This is a showcase of the solid-state tesla coil project I’ve built, and yes, IT PLAYS MUSIC ☺ (WIP)
Ever since I visited the Nikola Tesla Museum in Belgrade in high school, and saw the tesla coil in person, I wanted to build my own version for myself. After all, it is pretty hard to make one and it is also a dangerous device.
I've always tinkered with electronics but never had a chance to build one until now. Although this one and the one in Belgrade differ quite a bit (besides the size 😄), the principle of the operation is the same.
Unlike the one in the museum, this one uses semiconductors instead of the spark gap.
I started researching what would be the most cost-effective way to build the tesla coil and a decision was made for it to be an SSTC.
SSTC uses semiconductors instead of the spark gap to switch the primary coil. The most significant difference is the absence of resonant capacitors (primary capacitors). Because of this, the SSTC cannot generate huge voltages at the output; however, it is much cheaper to build.
My plan was to look at the builds other coilers made and try something similar. I went for the proven design of the Steve Ward with a few modifications I did regarding the logic board.
After that, I started to do calculations using an awesome tool called JavaTC.
My plan was to build a platform that houses all the electronics and above the platform would sit the secondary coil. The secondary coil resonant frequency I was aiming for was 300kHz max (preferably below that).
The first thing I did was visualized everything in my head, how I should place the components and ECBs.
The second thing was to design the PCBs and have them manufactured. JLCPCB was chosen for board manufacturing.
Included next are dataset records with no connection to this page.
PR #1126, opened 2025-12-18
Run co-pilot on 1ES KVM runner

simongdavies:
make /dev/kvm available to co-pilot agent

### DIFF
--- a/.github/workflows/copilot-setup-steps.yml
+++ b/.github/workflows/copilot-setup-steps.yml
@@ -6,8 +6,8 @@ on: workflow_dispatch
 jobs:
   # The job MUST be called `copilot-setup-steps` or it will not be picked up by Copilot.
   copilot-setup-steps:
-    # run on either intel or amd kvm runner based on run id last digit is even/odd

I started with the logic board PCB and that was the first ever PCB I designed and manufactured. The logic board uses the UCC27425 driver to drive the FETs. The feedback signal is picked up by the antenna and together with the optical receiver, it triggers the driver which drives the FETs through the gate drive transformer.
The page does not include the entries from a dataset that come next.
PR #1173, opened 2026-01-15
FEATURE: add paravirtualized clock support for guest time access

simongdavies:
Hyperlight guests can now read time without expensive VM exits by using a paravirtualized clock shared between host and guest. This enables high-frequency timing operations like benchmarking, rate limiting, and timestamping with minimal overhead.

Paravirtualized clocks work by having the hypervisor populate a shared memory page with clock calibration data. The guest reads this data along with the CPU's TSC to compute the current time entirely in userspace, avoiding the cost of a VM exit.

Reference: https://docs.kernel.org/virt/kvm/x86/msr.html#pvclock

The implementation uses the native mechanism for each hypervisor:

- KVM: pvclock (MSR 0x4b564d01)
- MSHV: Hyper-V Reference TSC page
- WHP: Hyper-V Reference TSC page

Guests have access to:

- Monotonic time: nanoseconds since sandbox creation, guaranteed to never go backwards
- Wall-clock time: UTC nanoseconds since Unix epoch
- Local time: wall-clock adjusted for host timezone captured at sandbox creation

Rust API (hyperlight_guest_bin::time):

- SystemTime/Instant types mirroring std::time
- DateTime type for human-readable date/time formatting
- Weekday/Month enums with name() and short_name() methods

C API (hyperlight_guest_capi):

- POSIX-compatible: clock_gettime, gettimeofday, time
- Broken-down time: gmtime_r, localtime_r, mktime, timegm
- Formatting: strftime with common format specifiers

The feature is gated behind `guest_time` (enabled by default) and documented in docs/guest-time.md.

Note: The timezone offset is a snapshot from sandbox creation and does not update for DST transitions during the sandbox lifetime.

### DIFF
--- a/docs/guest-time.md
+++ b/docs/guest-time.md
@@ -1,0 +1,346 @@
+# Guest Time API
+
+This document describes how to access time from within a Hyperlight guest. Hyperlight provides a paravirtualized clock that allows guests to read time without expensive VM exits.
+
+## Overview
+
+When a sandbox is created, Hyperlight configures a shared clock page between the host and guest. The guest can read time by accessing this shared page and the CPU's Time Stamp Counter (TSC), without requiring any VM exit or host call.
+
+### Supported Hypervisors
+
+- **KVM**: Uses KVM pvclock (MSR `0x4b564d01`)
+- **MSHV**: Uses Hyper-V Reference TSC page
+- **WHP** (Windows): Uses Hyper-V Reference TSC page
+
+### Clock Types
+
+- **Monotonic time**: Time since sandbox creation. Guaranteed to never go backwards. Use for measuring elapsed time.
+- **Wall-clock time**: UTC time since Unix epoch (1970-01-01 00:00:00 UTC). Can be used for timestamps.
+- **Local time**: Wall-clock time adjusted for the host's timezone offset (captured at sandbox creation).
+
+## Feature Flag
+
+The time functionality is controlled by the `guest_time` feature flag, which is enabled by default. To disable:
+
+```toml
+[dependencies]
+hyperlight-guest = { version = "...", default-features = false }
+```
+
+## Rust API
+
+### High-Level API (`hyperlight_guest_bin::time`)
+
+The recommended API for Rust guests mirrors `std::time`:
+
+```rust
+use hyperlight_guest_bin::time::{SystemTime, Instant, UNIX_EPOCH};
+use core::time::Duration;
+
+// Wall-clock time (like std::time::SystemTime)
+let now = SystemTime::now();
+let duration = now.duration_since(UNIX_EPOCH).unwrap();
+let unix_timestamp = duration.as_secs();
+
+// Monotonic time for measuring elapsed time (like std::time::Instant)
+let start = Instant::now();
+// ... do work ...
+let elapsed = start.elapsed();
+
+// Get timezone offset (seconds east of UTC)
+use hyperlight_guest_bin::time::utc_offset_seconds;
+if let Some(offset) = utc_offset_seconds() {
+    // offset is seconds to add to UTC for local time
+    // e.g., +3600 for UTC+1, -18000 for UTC-5
+}
+```
+
+#### `SystemTime`
+
+Represents wall-clock time (UTC). Methods:
+
+- `SystemTime::now()` - Get current wall-clock time
+- `duration_since(earlier)` - Duration between two system times
+- `elapsed()` - Duration since this time was captured
+- `checked_add(duration)` / `checked_sub(duration)` - Arithmetic operations
+
+#### `Instant`
+
+Represents monotonic time for measuring durations. Methods:
+
+- `Instant::now()` - Get current monotonic time
+- `duration_since(earlier)` - Duration between two instants
+- `elapsed()` - Duration since this instant was captured
+- Supports `+`, `-` operators with `Duration`
+- Supports `-` between two `Instant`s to get a `Duration`
+
+#### `DateTime`
+
+For formatting human-readable dates and times:
+
+```rust
+use hyperlight_guest_bin::time::DateTime;
+
+// Get current local time
+let dt = DateTime::now_local();
+
+// Format: "Thursday 15th January 2026 15:34:56"
+let formatted = format!(
+    "{} {} {} {} {:02}:{:02}:{:02}",
+    dt.weekday().name(),      // "Thursday"
+    dt.day_ordinal(),         // "15th"
+    dt.month().name(),        // "January"
+    dt.year(),                // 2026
+    dt.hour(),                // 15
+    dt.minute(),              // 34
+    dt.second()               // 56
+);
+```
+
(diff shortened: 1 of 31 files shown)


src/hyperlight_common/src/time.rs
```diff
@@ -0,0 +1,205 @@
...
+        assert_eq!(ClockType::from(99u64), ClockType::None);
+    }
+
+    #[test]
+    fn test_guest_clock_region_default() {
+        let region = GuestClockRegion::default();
+        assert!(!region.is_available());
+        assert_eq!(region.get_clock_type(), ClockType::None);
+    }
+}
```
ludfjig, line 205: I think most of these can be `const`-time assertions instead of tests

src/hyperlight_guest/src/time.rs
```diff
@@ -0,0 +1,645 @@
...
+                options(nostack, nomem, preserves_flags)
+            );
+        }
+        ((hi as u64) << 32) | (lo as u64)
+    }
+    #[cfg(not(target_arch = "x86_64"))]
+    {
+        0 // TSC not available on non-x86_64 architectures
+    }
+}
```
ludfjig, line 83: I think you can replace this with https://doc.rust-lang.org/core/arch/x86/fn._rdtsc.html

src/hyperlight_host/src/hypervisor/virtual_machine/mod.rs
```diff
@@ -169,6 +169,23 @@ pub(crate) trait VirtualMachine: Debug + Send {
...
+    /// * `clock_page_gpa` - Guest physical address of the clock page (must be 4KB aligned)
+    ///
+    /// # Returns
+    /// * `Ok(())` if clock was successfully configured
+    /// * `Err` if the hypervisor doesn't support pvclock or configuration failed
+    fn setup_pvclock(&mut self, _clock_page_gpa: u64) -> Result<()> {
+        Err(crate::new_error!(
+            "Paravirtualized clock setup not implemented for this hypervisor",
+        ))
+    }
```
ludfjig, line 187: nit: should this default implementation be removed?

src/hyperlight_common/src/time.rs
```diff
@@ -0,0 +1,205 @@
...
+            clock_type: clock_type as u64,
+            boot_time_ns,
+            utc_offset_seconds,
+            _padding: 0,
+        }
+    }
+
+    /// Returns true if a clock is configured.
+    pub fn is_available(&self) -> bool {
+        self.clock_page_ptr != 0 && self.clock_type != ClockType::None as u64
```
ludfjig, line 158: It's my understand that this is always available, so do we really need `is_available` and `is_clock_available`? Correct me if I am wrong.

ludfjig (commented):
First round of reviews, looks very good to me! Question: maybe we can split out all the time-related math + formatting into a separate crate?

Haven't looked in detail into everythign yet

syntactically:
Do we definitely want to enable this by default? I think a lot of guests will not need high precision time in production, and providing it by default is a significant semantic constraint: e.g. it makes snapshotting observable, makes timing side-channel attacks easier to internalise, etc.

When we first enabled rdtsc for the performance traces, I believe we explicitly had a discussion across all the maintainers about this and said we very much did not want to enable any extra time sources (and especially not wall-clock/referenced to an epoch ones) anywhere.

src/hyperlight_guest/src/time.rs
```diff
@@ -0,0 +1,645 @@
...
+        return None; // Must use MSR fallback, not available in guest
+    }
+
+    compiler_fence(Ordering::Acquire);
+
+    // Read clock data
+    let tsc_scale = tsc_page.tsc_scale;
+    let tsc_offset = tsc_page.tsc_offset;
+
+    compiler_fence(Ordering::Acquire);
```
the-eugen, line 153: Did you mean Ordering::Release here? There's also a similar patter in the KVM handler.

A compiler barrier is not enough though, you need an rmb() here and before reading the data on L147. They are paired with the hypervisor wmb() when updating the page. Admittedly it is going to be a noop on amd64, but maybe better to take care of this now if the arm64 port is planned,

src/hyperlight_guest/src/time.rs
```diff
@@ -0,0 +1,645 @@
...
+    let tsc_now = rdtsc();
+
+    // Calculate time in 100ns units
+    // Formula: time_100ns = ((tsc * scale) >> 64) + offset
+    let scaled = ((tsc_now as u128 * tsc_scale as u128) >> 64) as i64;
+    let time_100ns = scaled.wrapping_add(tsc_offset);
+
+    if time_100ns < 0 {
+        return None; // Invalid time
+    }
```
the-eugen, line 171: You are making `scaled` a signed integer to catch overflows, however by doing so you also lose precision (it's just 1 bit of precision, but still). So that would detect overflows when the u64 value would not have in fact overflowed. (e.g. i64::MAX + 1).

I know that tsc_offset is signed, but you could let scaled be unsigned and use `u64.overflowing_add_signed` instead to not lose precision and detect over/under-flows. On amd64 it uses just a normal add instruction and saves the overflow flag.

src/hyperlight_guest/src/time.rs
```diff
@@ -0,0 +1,645 @@
...
+    // Read clock data
+    let tsc_scale = tsc_page.tsc_scale;
+    let tsc_offset = tsc_page.tsc_offset;
+
+    compiler_fence(Ordering::Acquire);
+
+    // Check sequence again
+    let seq2 = unsafe { core::ptr::read_volatile(&tsc_page.tsc_sequence) };
+    if seq1 != seq2 {
+        return None; // Data changed during read, retry later
```
the-eugen, line 158: I wonder how the caller is supposed to differentiate between "use MSR fallback" and this case here? The sequence mismatch is a transient problem because the hypervisor is modifying the page contents and it is very likely to go away if you retry immediately, and that is still going to be much faster than taking an MSR exit. 
Therefore typically you would loop when trying to read from the TSC page until sequences match because we (the hyper-v hypervisor) do not expect this problem to persist. All client-side implementations i've seen usually just retry immediately maybe having an upper bound on the retry count. Falling back on MSR traps would be much less efficient in P99.9 cases.

the-eugen (commented):
Hi! Some comments from the hyper-v side of things

docs/guest-time.md
```diff
@@ -0,0 +1,346 @@
...
+
+### Supported Hypervisors
+
+- **KVM**: Uses KVM pvclock (MSR `0x4b564d01`)
+- **MSHV**: Uses Hyper-V Reference TSC page
+- **WHP** (Windows): Uses Hyper-V Reference TSC page
+
+### Clock Types
+
+- **Monotonic time**: Time since sandbox creation. Guaranteed to never go backwards. Use for measuring elapsed time.
```
dblnz: How do ensure this?

simongdavies:
Closed in favour of #1422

I used the gate driver transformer to provide galvanic isolation between the logic and switching boards. The output of the GDT is around 18V. GDT is constructed using a ferrite toroid made of N30 material and a Cat5 cable. I twisted the wires together to lower the parasitic inductance which needs to be kept at a minimum at high switching frequencies.
The second board I designed was the driver/switching board. It consists of the gate circuitry and two FETs in a half-bridge configuration. I decided on the half-bridge because it is cheaper (it uses only two transistors) but it has lower performance. The bus capacitor is a large electrolytic capacitor with screw terminals (1000µF/400V) which is directly fed with full-wave rectified 230VAC (Red and blue wires).
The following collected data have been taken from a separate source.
PR #1181, opened 2026-01-21
Closes #1076: Code refactor to set trace context in run_vcpu function.

### LINKED ISSUE #1076: Make sure guest spans are setup as late as possible to avoid human error
with #924 merging, guest span is setup before calling run_vcpu. In the future, if any spans are created in run_vcpu method, then the spans will be malformed. We should change the api to make sure this cannot happen

vshailesh:
- Small change to set up the guest trace context function call inside the run_vcpu function instead, to prevent any human error in future code changes.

One of the most painstaking things when building the tesla coil is the secondary winding. The problem with the secondary winding is that it needs to be made with hundreds of windings of very thin copper wire, in my case that is around 1030 turns of 28 AWG wire.
I made a little contraption to ease the winding process. It consists of a simple holder which holds the motor of the cordless drill and it is controlled by the PWM controller. I made my secondary in about 3 to 4 hours with this device.
After the secondary was wound, I applied two coats of polyurethane varnish to the secondary windings to prevent corona formation and make the secondary sturdier. To install topload on top of the secondary I designed two parts in fusion 360 which were later 3D printed.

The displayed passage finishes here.